2. La reciprocidad en las rentas sociales

Una de las características que cruzan los distintos modelos de rentas básicas o sociales, que he analizado en la primera parte, es su incondicionalidad, tema complejo, controvertido y con muchas aristas que conviene clarificar. La polémica no se reduce a incondicionalidad sí o no; sino al papel de los valores de reciprocidad y solidaridad que, desde un enfoque relacional y contractualista, deben presidir los sistemas de protección social, incluida una renta pública.

Van Parijs, presidente internacional de la Red Global de la Renta Básica (RBU), así como sus seguidores en España, defienden el ‘derecho a disfrutar del capital, capacidad productiva y el saber científico de las generaciones anteriores’. Pero, la apropiación y distribución de esa riqueza es unilateral y arbitraria sin que, paralelamente, haya unos deberes, una participación en la reproducción de esos bienes, cuando se tiene capacidad para ello. Replantear la incondicionalidad pura nos permite un mejor enfoque para afianzar la capacidad autónoma del individuo y sus relaciones sociales, y reforzar lo público con una visión colectiva y solidaria de las políticas y los derechos sociales.

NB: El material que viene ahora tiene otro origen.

PR #2302, opened 2022-07-12
Call `sway_core::clear_lazy_statics` at the beginning of build and check

JoshuaBatty:
PR #2290 introduced a temporary solution for clearing the type engine. 

I've moved this call to the top of `compile` and also added it to the beginning of the `check` function. As we call `check` on every didChange event in the language server we can now reset the type engine to an empty state on each call. 

This call should be removed once the type engine isn't residing in global memory.

### DIFF
--- a/forc-pkg/src/pkg.rs
+++ b/forc-pkg/src/pkg.rs
@@ -1587,6 +1587,9 @@ pub fn compile(
     namespace: namespace::Module,
     source_map: &mut SourceMap,
 ) -> Result<(Compiled, Option<namespace::Root>)> {
+    //TODO remove once type engine isn't global anymore.
+    sway_core::clear_lazy_statics();
+
     // Time the given expression and print the result if `build_config.time_phases` is true.
     macro_rules! time_expr {
         ($description:expr, $expression:expr) => {{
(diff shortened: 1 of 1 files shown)


mitchmindtree:
Looks like CI is showing lots of these

>  thread 'main' panicked at 'index out of bounds: the len is 342 but the index is 625', sway-core/src/concurrent_slab.rs:22:9

There must be some interaction with the type engine that we depend on that happens *prior* to `check` and `compile` that's getting cleared here :thinking:

The joys of global state :woozy_face:

forc-pkg/src/pkg.rs
```diff
@@ -1587,6 +1587,9 @@ pub fn compile(
     namespace: namespace::Module,
     source_map: &mut SourceMap,
 ) -> Result<(Compiled, Option<namespace::Root>)> {
+    //TODO remove once type engine isn't global anymore.
+    sway_core::clear_lazy_statics();
```
mitchmindtree, line 1591: Ahhh this should be at the beginning of `build`, not `compile` - otherwise we clear all the type state of dependency packages.

mohammadfawaz (approved):
Thanks!

mitchmindtree (approved):

emilyaherbert (approved):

Por otro lado, hay que superar la condicionalidad individual rígida. La fórmula ‘tanto trabajas, aportas o cotizas, tantos derechos tienes’ es unilateral. Las fuertes tendencias neoliberales tienden a compensar ―insuficientemente― a cada persona según su contribución, su trabajo o su esfuerzo individual. Es la base del contrato laboral y de la fuerte monetización de la vida pública y privada actual, y es una parte sustancial de los sistemas de remuneración (rentas, salarios, pensiones y prestaciones de desempleo) y del estatus laboral y de consumo. Es la vieja justificación individualista y meritocrática, sin igualdad real de oportunidades derivada del origen, el estatus, las trayectorias o las condiciones vitales.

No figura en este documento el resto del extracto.